Mientras que en los consejos comunales los alcaldes tienen que rogar y pelear por un minuto de atención del Presidente y sus funcionarios, los mafiosos y sus abogados entran al Palacio Presidencial sin problemas.
Eso al menos, es lo que demuestra el escándalo acontecido la última semana en que se supo del ingreso del abogado de alias “Don Mario” y del ex paramilitar desmovilizado alias “Job”.
Ante esto, el país está perplejo. El Presidente ha salido a acusar a congresistas, a destapar viejos procesos ya juzgados, a continuar deslegitimando el papel de la Justicia y del Legislativo. Esto parece un acto teatral muy bien montado para generar “una hecatombe”.
Pero lo triste de todo esto es que en medio de dimes y diretes, de ires y venires, de chismes y respuestas, el país sigue sin saber la verdad de las relaciones entre los poderes Ejecutivo, Legislativo y Judicial con las mafias del narcotráfico.
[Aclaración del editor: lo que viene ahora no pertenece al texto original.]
PR #1483, opened 2024-11-13
prefer wheel-provided libcuspatial.so in load_library(), use RTLD_LOCAL

jameslamb:
## Description

Contributes to https://github.com/rapidsai/build-planning/issues/118

Modifies `libcuspatial.load_library()` in the following ways:

* prefer wheel-provided `libcuspatial.so` to system installation
* expose environment variable `RAPIDS_LIBCUSPATIAL_PREFER_SYSTEM_LIBRARY` for switching that preference
* load `libcuspatial.so` with `RTLD_LOCAL`, to prevent adding symbols to the global namespace ([dlopen docs](https://linux.die.net/man/3/dlopen))

### How I tested this

See "How I tested this" in https://github.com/rapidsai/cudf/pull/17316

Also opened this PR originally pulling in built packages from https://github.com/rapidsai/cudf/pull/17316

### Checklist


python/libcuspatial/libcuspatial/load.py
```diff
@@ -16,8 +16,38 @@
 import ctypes
 import os
 
+# RTLD_LOCAL is here for safety... using it loads symbols into the
+# library-specific table maintained by the loader, but not into the
+# global namespace where they may conflict with symbols from other
+# loaded DSOs.
```
vyasr, line 22:
```suggestion
# Loading with RTLD_LOCAL adds the library itself to the loader's
# loaded library cache without loading any symbols into the global
# namespace. This allows libraries that express a dependency on
# this library to be loaded later and successfully satisfy this dependency
# without polluting the global symbol table with symbols from
# libcuspatial that could conflict with symbols from other DSOs.
```

python/libcuspatial/libcuspatial/load.py
```diff
@@ -33,32 +63,30 @@ def load_library():
...
+            libcuspatial_lib = _load_system_installation(soname)
+        except OSError:
+            libcuspatial_lib = _load_wheel_installation(soname)
+    else:
+        # Prefer the libraries bundled in this package. If they aren't found
+        # (which might be the case in builds where the library was prebuilt
+        # before packaging the wheel), look for a system installation.
+        libcuspatial_lib = _load_wheel_installation(soname)
+        if libcuspatial_lib is None:
+            libcuspatial_lib = _load_system_installation(soname)
```
vyasr, line 87: I'm on the fence about whether we should have the fallback in this case, or if we should require the environment variable to be set to get the system library and explicitly raise if the local load fails for some reason. Loading the system library is otherwise somewhat meaningless here because if it is already on the loader's search path then the subsequent DSOs containing a DT_NEEDED entry on it will automatically find it, so the end result is the same. WDYT?

vyasr (commented):
The general logic looks right. Rewrote the explanatory comment to hopefully clarify what we're doing, and left one comment on resolution order.

python/libcuspatial/libcuspatial/load.py
jameslamb: Ok sure, works for me.

python/libcuspatial/libcuspatial/load.py
jameslamb: I think we *should* have the fallback here, because then you can say with higher confidence that after a call to `libcuspatial.load_library()` returns, `libcuspatial.so` has been loaded.

Because that "subsequent DSOs containing a DT_NEEDED entry" loading order might be different in different variants (or change as this library's code changes), having the fallback right here in `libcuspatial.load_library()` should generally reduce the variability of library-loading orders we might see out in real-world use of these libraries, which should reduce the scope for bugs related to the order that things are loaded. 

Maybe this isn't *that* important for `libcuspatial`, but I think it's a better general pattern, and would be more important for things further upstream.

Inspired by this:

https://github.com/rapidsai/cuspatial/blob/724d170a2105441a3533b5eaf9ee82ddcfc49be0/python/libcuspatial/libcuspatial/load.py#L21-L25

And scared by this: https://github.com/microsoft/LightGBM/issues/6595#issuecomment-2273745921

Unless you're thinking that the use of `RTLD_LOCAL` now makes the exact loading order less important?

python/libcuspatial/libcuspatial/load.py
```diff
@@ -16,8 +16,40 @@
...
+    return ctypes.CDLL(soname, PREFERRED_LOAD_FLAG)
+
+
+def _load_wheel_installation(soname: str):
+    """Try to dlopen() the library indicated by ``soname``
+
+    Returns ``None`` if the library cannot be loaded.
+    """
+    out = None
+    for lib_dir in ("lib", "lib64"):
```
vyasr, line 42: Can we double-check whether this loop is actually necessary? I think I originally added it because of a case where some libraries in a package were installed to lib while others were lib64 (specifically, I believe I did this for nvcomp libraries in cudf/kvikio). Our wheels should be consistent in this placement though AFAIK.

python/libcuspatial/libcuspatial/load.py
vyasr: You are correct that there is an order-dependence here, and if some other package also chose to bundle a copy of libcuspatial.so (using it as an example, of course something like OpenMP is far more likely to have this problem) then we'd be opening ourselves up to choosing their copy. Conversely, doing it this way could _break_ such usages. Ultimately if packages are not in agreement about the version of a library they are using, they either each need to vendor a fully disambiguated copy (a la auditwheel) or they accept some risk of symbol collisions.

Si duda, en cada uno de estos poderes deben haber “manzanas podridas”, pero lograr esclarecer cuáles son en un clima tan turbio parece ser imposible. Más aún cuando los grandes medios son “idiotas útiles” al servicio de intereses en la sombra.
Cuando el Regenerador escribió aquello de “cesó la horrible noche”, se equivocó. La horrible noche no ha acabado, apenas estamos empezando a comprender que estamos inmersos en ella y que mientras no brille la luz de la verdad, dócilmente las palabras de nuestro himno serán realidad.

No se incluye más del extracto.